The hearing will continue today, and the judge’s ruling will determine whether the government can continue its appeal and present its full case of alleged fraud in the English courts.
Recall that on January 11 2010 P&ID signed a gas supply and processing agreement with the Federal Government of Nigeria that, over 20 years, it would supply natural gas (wet gas) to P&ID’s production facility.
In return, P&ID would process the wet gas by removing natural gas liquids and return approximately 85% of it to the government in the form of lean gas. This lean gas was to be returned at no cost to the Nigerian government.
Based on this agreement, Nigeria was supposed to arrange for the supply of wet gas to P&ID’s gas processing facility which it intended to build in the country’s Cross Rivers State. This required the government to construct pipelines and arrange facilities for transporting the wet gas. The government failed to do this for three years.
P&ID viewed this failure as a repudiation of the contract. In simpler terms, this means that the government renounced its obligation under the contract. Consequently, in March 2013, P&ID began an arbitration action against the government before a London tribunal.
According to clause 20 of the agreement, which both parties signed, provided that any disputes were to be resolved by arbitration with the seat of arbitration being London, England or any other place agreed by the parties. Nigeria tried to contest this, but its appeal to have the tribunal sit in Nigeria failed.
At the tribunal, P&ID claimed that it had invested $40 million in the project even though it had not acquired the land or built any facilities for gas processing. It claimed damages of about $6.6 billion: the amount of the net income it would have earned over the 20 years of the agreement.

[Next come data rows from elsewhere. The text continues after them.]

PR #237, opened 2023-12-31
Check camera json encoding

mwcraig:
This fixes an oversight from #231 in which I forgot to add a json encoder for units.

### DIFF
--- a/stellarphot/core.py
+++ b/stellarphot/core.py
@@ -4,7 +4,7 @@ from astropy import units as u
 from astropy.coordinates import EarthLocation, SkyCoord
 from astropy.table import Column, QTable, Table
 from astropy.time import Time
-from astropy.units import Quantity, Unit
+from astropy.units import Quantity, Unit, IrreducibleUnit
 from astropy.wcs import WCS
 
 from astroquery.vizier import Vizier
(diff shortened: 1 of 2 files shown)


stellarphot/tests/test_core.py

In response, the government argued that the damages claimed were not a fair and reasonable consequence of the government’s breach of the agreement. This is because P&ID never commenced building the gas processing facility. It also argued that P&ID should be awarded only three years’ worth of income as, by that time, the company should have found some other profitable investment that would reduce its losses from the breach.

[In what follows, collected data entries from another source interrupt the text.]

PR #239, opened 2024-01-01
Fix photometry test data

mwcraig:
There was an error in the way the photometry test data was being created that led to a `Time` column not being savable.


mwcraig:
Self-merging since this is pretty small...

JuanCab (commented):
Looks reasonable.

PR #240, opened 2024-01-01
Fix photometry error message

mwcraig:
Fixes a minor error in `BaseEnhancedTable` initialization


mwcraig:
Self-merging since this is pretty small...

Similarly, the government objected to the measure of estimated expenses and income stream which P&ID used to calculate its damages claim.
In July 2015 the tribunal decided that by failing to fulfill its obligations, the government had repudiated the agreement. As a result, P&ID was therefore entitled to damages.

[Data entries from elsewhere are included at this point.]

PR #242, opened 2024-01-02
Fix bug in catalog search functionality and make comparison notebook compatible with `CatalogData`

### LINKED ISSUE #241: CatalogData.from_vizier should accept a WCS as its first argument
Right now `CatalogData.from_vizier` accepts either a coordinate or a FITS header as its first argument. It needs to also accept a WCS. The reason is that when you read a FITS image with `CCDData.read` the WCS information is automatically stripped from the header and used to create a WCS object.

mwcraig:
This PR started as a way to get the comparison notebook working again. Along the way I found a couple of issues in `CatalogData.from_vizier` that needed fixing.

Fixes #241


stellarphot/core.py
```diff
@@ -1106,10 +1106,10 @@ def from_vizier(
         Parameters
         ----------
 
-        header_or_center : FITS header or `astropy.coordinates.SkyCoord`
-            Either a FITS header with WCS information or a `SkyCoord` object.
-            The center of the frame or the input coordinate is the center
-            of the cone search.
+        location : `astropy.coordinates.SkyCoord`, `astropy.wcs.WCS`, or FITS header or
```
JuanCab, line 1109: Might want to edit some more, this documentation is not grammatically correct (I suspect the last 'or' in line 1109 should not be there).  Also extra space between words 'or' and 'a' at beginning of line 1111.  Honestly, I think the last sentence could be clearer that if you entered SkyCoord it represents center of frame or otherwise the center of the frame is extrapolated from the WCS information provided, just to clarify where the information is obtained.  But you know me, I am wordy. :)

stellarphot/core.py
JuanCab, line 1: For consistency, do you want to rename the `header_or_center` parameter of `apass_dr9` to `location` (of `field_center`, see below) and update its documentation  to indicate it accepts ` Either a `~astropy.coordinates.SkyCoord` object, a `~astropy.wcs.WCS` object or  a FITS header with WCS information.` (that is, just copy the documentation of `from_vizier`)?

stellarphot/tests/test_core.py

In January 2017, the tribunal by a majority of two to one made a final award of $6.597 billion together with interest at the rate of 7% starting from 20 March 2013 until payment is made. The 7% interest reflects what P&ID would have paid to borrow the money or earned by investing the money in Nigeria.
Following the tribunal’s award of damages, in March 2018, P&ID brought an action before the Queen’s Bench Division of the English Commercial Court. It wanted permission to enforce the damages awarded by the tribunal. Despite delays by the Nigerian government, on Aug. 16, the court made an order enforcing the tribunal’s final award which now stands at about $9.6 billion.